=== Begin Enclosure ===

PR #2876, opened 2026-08-03
fix(gotracer): restore prior trace context after SQL scopes end

### LINKED ISSUE #2778: bpf: SQL query completion clobbers enclosing HTTP server span context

=== End Enclosure ===

Going through the data, tally the lines containing "context" and report only the result.

> _THE ANSWER_
2